The immediate market reaction was mixed. While the S&P 500 fell, the dollar rose to a 13‑month high on safe‑haven demand, and the euro slipped below the 1.1350 yearly low [1]. Oil prices dropped 2% to a four‑month trough as shipping through the Strait of Hormuz resumed, easing supply concerns [1]. Investors now look to Micron Technology’s earnings after the close; the chipmaker, a key AI supplier, is expected to post $33.5 billion in revenue and an 81% gross margin, with its stock up roughly 370% year‑to‑date despite a recent 13% dip [1].

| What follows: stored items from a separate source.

PR #3430, opened 2021-12-17
 (Typescript) highlight obvious user defined type names (interface, etc) #3269 

### LINKED ISSUE #3269: (Typescript) not highlight user defined types
See this example:
image
as you can see in boudingRect params the `Rect` type has not been highlighted. also interface name. 
I think these one should be highlighted

nbeck415:
### Changes

Starting an implementation for recognizing user-defined titles and type names for Typescript interfaces. Typescript.js should recognize any valid identifier (previously worked based solely on the assumption identifier was in camelcase) and highlight it as a "title." 

### Checklist
- [x] Implemented for interface identifiers
- [ ] Implemented for other user-defined types
- [x] Added markup tests

### DIFF
--- a/src/languages/typescript.js
+++ b/src/languages/typescript.js
@@ -45,16 +45,12 @@ export default function(hljs) {
       1: "keyword",
       3: "title"
     },
-    end: /\{/,
     end: /\{|\s/,
     excludeEnd: true,
     keywords: {
       keyword: 'interface extends',
       built_in: TYPES
-    },
-    contains: [
-      tsLanguage.exports.CLASS_REFERENCE
-    ]
+    }
   };
 
   const USE_STRICT = {
--- a/src/languages/typescript.js
+++ b/src/languages/typescript.js
@@ -15,6 +15,7 @@ export default function(hljs) {
   const tsLanguage = javascript(hljs);
 
   const IDENT_RE = ECMAScript.IDENT_RE;
+  const IDENT_GEN = /[a-zA-Z]\w*/;
   const TYPES = [
     "any",
     "void",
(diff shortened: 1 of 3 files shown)


src/languages/typescript.js
```diff
@@ -33,18 +34,25 @@ export default function(hljs) {
...
+    begin: [
+      /interface/,
+      /\s+/,
+      IDENT_GEN
+    ],
+    beginScope: {
+      1: "keyword",
+      3: "title"
+    },
+    end: /\{|\s/,
```
joshgoebel, line 48: Why do we need to end it at all vs just match it?

joshgoebel: It'll end automatically after the title...

nbeck415:
Is the fix here to simply to remove the end case?

joshgoebel:
Yes, and then begin can change to match, see `wren.js` and other grammars for simple examples of this same pattern.

joshgoebel:
You got it!

src/languages/typescript.js
```diff
@@ -36,17 +36,15 @@ export default function(hljs) {
...
     ],
-    beginScope: {
+    scope: {
       1: "keyword",
       3: "title"
     },
-    end: /\{|\s/,
-    excludeEnd: true,
     keywords: {
       keyword: 'interface extends',
```
joshgoebel, line 49: Oh, n/m this isn't going to get the "extends" though... we'd need a second match variant to handle `interface xyz extends abc`  That is the current preference over the more ambiguous "look for a {" which can have false positives in other languages.  Again you should have examples to refer to in `ruby` or `wren`... you just need `variants` to house two multi-matchers... 

And of course we need some markup tests to catch things like this for us. :)

nbeck415:
It looks like it is working! I added the variant and wrote some markdown tests for a few different interface definition scenarios

src/languages/typescript.js
```diff
@@ -33,18 +34,52 @@ export default function(hljs) {
...
       built_in: TYPES
-    },
-    contains: [
-      tsLanguage.exports.CLASS_REFERENCE
-    ]
+    }
   };
+
+  const IMPORT = {
```
joshgoebel, line 71: So we define this, but do we use it anywhere?

joshgoebel:
Ping.

PR #3442, opened 2021-12-30
Remove arcade from core to its own repo

jf990:
ArcGIS Arcade should not be in the core repo as it is a specialty scripting language. We added this before we decided to have grammars in separate repos. This PR removes it from the core repo and maintenance will move to https://github.com/jf990/highlightjs-arcade. There I updated to v11 and arcade v1.16.

- https://github.com/jf990/highlightjs-arcade/issues/16

### Changes
- remove grammar `arcade` from core
- relocated to https://github.com/jf990/highlightjs-arcade
- Arcade grammar updated to v1.16

### Checklist
- [ ] Moved markup tests to https://github.com/jf990/highlightjs-arcade


joshgoebel:
> ArcGIS Arcade should not be in the core repo as it is a specialty scripting language. We added this before we decided to have grammars in separate repos. This PR removes it from the core repo and maintenance will move to https://github.com/jf990/highlightjs-arcade.

Certainly not opposed to this with speciality languages, but technically I worry just ripping it out may constitute a breaking change.  We may need to instead deprecate it and list the new URL in supported languages... while it lives on in the repository until v12. 

@highlightjs/core Any thoughts on whether ripping out a grammar NOT a part of the default distribution should be considered breaking?  I'm leaning towards yes... someone who build the library yesterday should be able to build it with the same arguments tomorrow (until v12) without it break.

So if that's the case, what immediate action can we take on this in the interim?  My todo list for v12 is still pretty short.

jf990:
@joshgoebel after thinking about it I agree, this is a bad idea because it would be a breaking change and there are devs that use this syntax highlighter. I am going to close this PR and do the update to the existing files in this repo and keep them in sync with the 3rd party repo. thanks.

joshgoebel:
Want to revisit when v12 is closer?

jf990:
@joshgoebel we will revisit this at another time, v12 sounds good. thanks.

PR #3448, opened 2021-12-31
Add GraphQL

jf990:
Add grammar GraphQL

### Changes
languages/graphql.js, detect and markup tests

### Checklist
- [X] Added markup tests


src/languages/graphql.js
```diff
@@ -0,0 +1,79 @@
...
+      },
+      {
+        className: "meta",
+        begin: "@",
+        end: "\\W",
+        excludeEnd: true
+      },
+      {
+        className: "symbol",
+        begin: GQL_NAME + '\\s*:',
```
joshgoebel, line 64: Looks good, but ALL the strings need to be regex literals (unless that's impossible like a very complex expression join - but all of these looks doable to me)... but for simple cases like here you can use  the regex helpers: `hljs.regex.concat(GQL_NAME, /\s*:/)`, etc...

src/languages/graphql.js
```diff
@@ -0,0 +1,79 @@
...
+        end: "\\.",
+        relevance: 0
+      },
+      {
+        className: "punctuation",
+        begin: GQL_PUNCTUATION,
+        relevance: 0
+      },
+      {
+        className: "variable",
```
joshgoebel, line 50: Please use the new `scope` key.

src/languages/graphql.js
```diff
@@ -0,0 +1,79 @@
...
+      hljs.NUMBER_MODE,
+      {
+        className: "punctuation",
+        begin: "[.]{2}",
+        end: "\\.",
+        relevance: 0
+      },
+      {
+        className: "punctuation",
+        begin: GQL_PUNCTUATION,
```
joshgoebel, line 46:
```suggestion
        match: GQL_PUNCTUATION,
```

Prefer match if there is no `end`.

src/languages/graphql.js
```diff
@@ -0,0 +1,79 @@
...
+      literal: "true false null"
+    },
+    contains: [
+      hljs.HASH_COMMENT_MODE,
+      hljs.QUOTE_STRING_MODE,
+      hljs.NUMBER_MODE,
+      {
+        className: "punctuation",
+        begin: "[.]{2}",
+        end: "\\.",
```
joshgoebel, line 41:
```suggestion
        match: "[.]{3}",
```

Why not the much simpler?  Is this mEant to match `..` STUFF `.`??  If not we need a single regex.

src/languages/graphql.js
```diff
@@ -0,0 +1,79 @@
...
+        "schema",
+        "directive",
+        "interface",
+        "union",
+        "scalar",
+        "fragment|10",
+        "enum",
+        "on"
+      ],
+      literal: "true false null"
```
joshgoebel, line 32: Array please.

src/languages/graphql.js
```diff
@@ -0,0 +1,79 @@
...
+ Category: scripting, protocols, web
+ Author: John Foster [jf990][], and others
+ Description: Highlight GraphQL queries with highlight.js.
+*/
+/** @type LanguageFn */
+export default function(hljs) {
+  const GQL_NAME = '[_A-Za-z][_0-9A-Za-z]*';
+  const GQL_PUNCTUATION = '[\\!\\(\\)\\:\\=\\[\\]\\{\\|\\}]{1}';
+  return {
+    name: "graphql",
```
joshgoebel, line 12:
```suggestion
    name: "GraphQL",
```

This should be a "pretty name"/branded name, etc...

joshgoebel (changes requested):
Lots of tiny things, but overall looks good - shouldn't be super hard to finish up.

joshgoebel:
I plan to push a release in next few days just heads up, if this is ready it'll land in that.

src/languages/graphql.js
jf990: was concerned spread operator to not match `....` and other combos of more than 3 dots, so won't `{3}` match `....`?

jf990: I changed as you suggest and tested a variety of scenarios and it seems to work as expected. good catch, thank you!

jf990:
@joshgoebel suggestions applied and tested, looks good to me. thanks for your review.

joshgoebel:
Ping.

joshgoebel (changes requested):
Can't tell what you changed, I'm not seeing changes on the comments I posted...?

jf990:
@joshgoebel not sure how I missed your comments but I did, looking at it now.

src/languages/graphql.js
```diff
@@ -0,0 +1,81 @@
...
+      },
+      {
+        scope: "meta",
+        begin: /@/,
+        end: /\W/,
+        excludeEnd: true
+      },
+      {
+        scope: "symbol",
+        begin: hljs.regex.concat(GQL_NAME, /\s*:/),
```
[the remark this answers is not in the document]
jf990: i think i addressed this and it cleaned up some extra markup, so I think this turned out to be an improvement

src/languages/graphql.js
```diff
@@ -0,0 +1,81 @@
...
+        "mutation",
+        "subscription|10",
+        "type",
+        "input",
+        "schema",
+        "directive",
+        "interface",
+        "union",
+        "scalar",
+        "fragment|10",
```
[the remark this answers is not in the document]
jf990: @joshgoebel if I take the relevance away I absolutely cannot get the detection test to pass. I'm at a loss on this one and I was forced to put it back in. take a look and let me know if you have any suggestions

src/languages/graphql.js
```diff
@@ -62,16 +62,10 @@ export default function(hljs) {
...
-            scope: "symbol",
-            begin: GQL_NAME,
-            end: /\s*:/,
-            excludeEnd: true
-          }
-        ],
+        begin: hljs.regex.lookahead(hljs.regex.concat(GQL_NAME, /\s*:/)),
+        includeBegin: true,
+        end: /\s*:/,
+        excludeEnd: true,
```
joshgoebel, line 68:
```suggestion
        begin: regex.concat(GQL_NAME,regex.lookahead(/\s*:/)),
        end: regex.lookahead(/\s*:/),
```

excludeEnd is casually deprecated.  There is no `includeBegin`, that's just the default, but we shouldn't need it.  I think you want to match the name but not the delimiter, right?  And we should set a `const regex` to avoid repeating hljs. over and over since these are already long enough.

src/languages/graphql.js
```diff
@@ -15,16 +15,16 @@ export default function(hljs) {
     keywords: {
       keyword: [
         "query",
-        "mutation",
-        "subscription|10",
+        "mutation|10",
```
joshgoebel, line 18:
```suggestion
        "mutation",
```

If you're having relevance issues, just throw those to me at the end to solve.  The correct fix isn't to boost random words that we include in `default`...

jf990: ok, but the tests are going to fail

joshgoebel (changes requested):
Almost there. :-)  Thanks for all the effort.

src/languages/graphql.js
joshgoebel: Let me deal with the tests...

joshgoebel: `graphql` *might* be reasonable to consider for the default bundle even, and if so it needs careful review in regard to relevance vs all the others, etc...

src/languages/graphql.js
jf990: I must be doing something wrong, if I did not have `excludeEnd` then the `:` gets picked up in the scope. if I didn't include it in the `end` matcher then it gets too greedy and picks up everything until it finds a `:`

joshgoebel: > then the : gets picked up in the scope

That's what look-ahead guards against, but once it's in look-ahead it doesn't need to be in end anymore... because begin is already matching it -just not consuming it.

All tests are green... any final thoughts? :)

joshgoebel:
Long term (if we consider this for adding to default) we might need to add some combo rules such as:

`mutation [IDENT_RE] {`... and of course the mutation name would also be a `title.class`, etc... So then that would only match `mutation Book {` but not `mutation {` from some other language... and then we could perhaps bump the relevance for those keywords (in context) a little higher... but I think this is a good start for now.

src/languages/graphql.js
jf990: I'd like to go forward with this version and I can consider any updates for a future version, if you are OK with that

joshgoebel:
Cool, I'll let this simmer another day or two then circle back for a final review.  I find that often catches things I miss, but I I can probably fix up anything else I find. Thanks for all the help!

src/languages/graphql.js
```diff
@@ -0,0 +1,75 @@
...
+      hljs.QUOTE_STRING_MODE,
+      hljs.NUMBER_MODE,
+      {
+        scope: "punctuation",
+        match: /[.]{3}/,
+        relevance: 0
+      },
+      {
+        scope: "punctuation",
+        begin: /[\!\(\)\:\=\[\]\{\|\}]{1}/,
```
joshgoebel, line 49: Should some of these not be `operator`?

jf990: @joshgoebel I was trying to mimic the prism highlighting done on [graphql.org](https://graphql.org/learn/), if you inspect a sample on their doc pages the punctuation chars are given their own scope

```xml
<span class="token keyword">function</span>
<span class="token plain"> </span>
<span class="token function">Query_me</span>
<span class="token punctuation">(</span>
<span class="token plain">request</span>
<span class="token punctuation">)</span>
...
```

so I was trying to recreate that, at least initially, and it seems OK in my testing. I'm now leaning to leaving it in.

As for graphql operators, they are tagged as `and:` or `or:`, I did not apply special highlighting for those because they clash with regular properties and I was having difficulty getting them correct.

joshgoebel: Ok, we'll leave as-is for now and see how it goes.

joshgoebel:
@jf990 Thanks for all the work on this!

joshgoebel:
**Size Change:** +1.15 kB (0%) 
**Total Size:** 715 kB

| Filename | Size | Change |  |
| :--- | :---: | :---: | :---: |
| `./build/es/languages/stata.min.js` | 6.65 kB | +10 B (0%) |  |
| `./build/languages/pf.min.js` | 849 B | +6 B (+1%) |  |
| `./build/languages/stata.min.js` | 6.66 kB | +13 B (0%) |  |
| `./build/es/languages/graphql.min.js` | 543 B | +543 B (new file) | 🆕 |
| `./build/languages/graphql.min.js` | 550 B | +550 B (new file) | 🆕 |

jf990:
@joshgoebel thanks for your help, definitely much better thanks to your review feedback.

Manoj Bahety of Carnelian argues that the AI frenzy has entered a “FOMO” stage, where investors chase inflated price tags rather than solid return‑on‑invested‑capital metrics [2]. He warns that the concentration of AI exposure—U.S. tech names account for about a third of the S&P 500, and TSMC alone makes up over 40% of Taiwan’s market—means a slowdown could reverberate across multiple geographies [2]. The current environment mirrors previous cycles where large IPOs clustered at market peaks and later fell 70‑95% [2].
The S&P’s drop highlights a pivotal moment: if AI spending fails to meet lofty expectations, the sector’s lofty valuations could face a sharper correction, testing whether the market’s recent rally was driven by fundamentals or by a speculative AI bubble.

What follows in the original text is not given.